- [WHAT IS BEING ASKED]
In the records that come next, find every line with "version". Return those lines.
*** Opening of PROVIDED RECORDS ***
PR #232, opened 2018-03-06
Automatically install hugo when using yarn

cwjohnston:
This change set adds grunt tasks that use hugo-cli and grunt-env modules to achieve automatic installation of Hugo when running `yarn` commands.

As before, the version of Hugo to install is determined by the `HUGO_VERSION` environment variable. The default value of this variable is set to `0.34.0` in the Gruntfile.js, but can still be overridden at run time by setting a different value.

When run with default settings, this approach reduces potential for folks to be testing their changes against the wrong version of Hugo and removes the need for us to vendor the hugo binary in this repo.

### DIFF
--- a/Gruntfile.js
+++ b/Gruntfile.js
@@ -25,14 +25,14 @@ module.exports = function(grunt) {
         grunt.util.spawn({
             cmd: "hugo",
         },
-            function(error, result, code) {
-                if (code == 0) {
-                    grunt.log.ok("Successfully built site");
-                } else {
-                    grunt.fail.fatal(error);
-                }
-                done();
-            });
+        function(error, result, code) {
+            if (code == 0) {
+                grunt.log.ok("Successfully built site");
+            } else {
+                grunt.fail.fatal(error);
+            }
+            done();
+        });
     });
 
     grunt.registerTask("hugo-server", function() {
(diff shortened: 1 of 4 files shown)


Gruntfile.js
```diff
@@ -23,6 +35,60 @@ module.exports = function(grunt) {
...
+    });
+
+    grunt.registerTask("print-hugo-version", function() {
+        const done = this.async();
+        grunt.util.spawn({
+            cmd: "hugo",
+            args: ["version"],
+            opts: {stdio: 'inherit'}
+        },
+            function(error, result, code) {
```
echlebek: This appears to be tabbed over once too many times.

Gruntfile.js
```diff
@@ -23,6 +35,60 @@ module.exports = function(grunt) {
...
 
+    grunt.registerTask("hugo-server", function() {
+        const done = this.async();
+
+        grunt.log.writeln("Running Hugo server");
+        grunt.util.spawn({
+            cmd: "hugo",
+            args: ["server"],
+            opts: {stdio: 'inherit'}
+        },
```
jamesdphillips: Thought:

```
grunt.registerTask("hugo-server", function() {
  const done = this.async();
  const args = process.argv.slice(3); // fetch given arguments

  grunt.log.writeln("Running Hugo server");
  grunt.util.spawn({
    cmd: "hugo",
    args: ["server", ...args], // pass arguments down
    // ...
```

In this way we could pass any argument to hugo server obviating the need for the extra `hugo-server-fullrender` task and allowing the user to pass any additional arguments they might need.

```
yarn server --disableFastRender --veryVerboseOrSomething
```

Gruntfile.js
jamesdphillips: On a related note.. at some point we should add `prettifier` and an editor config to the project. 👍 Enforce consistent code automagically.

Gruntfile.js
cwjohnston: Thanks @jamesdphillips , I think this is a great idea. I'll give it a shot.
*** Close of PROVIDED RECORDS ***
- [ANSWER BELOW]
As before, the version of Hugo to install is determined by the `HUGO_VERSION` environment variable. The default value of this variable is set to `0.34.0` in the Gruntfile.js, but can still be overridden at run time by setting a different value.
When run with default settings, this approach reduces potential for folks to be testing their changes against the wrong version of Hugo and removes the need for us to vendor the hugo binary in this repo.
+    grunt.registerTask("print-hugo-version", function() {
+            args: ["version"],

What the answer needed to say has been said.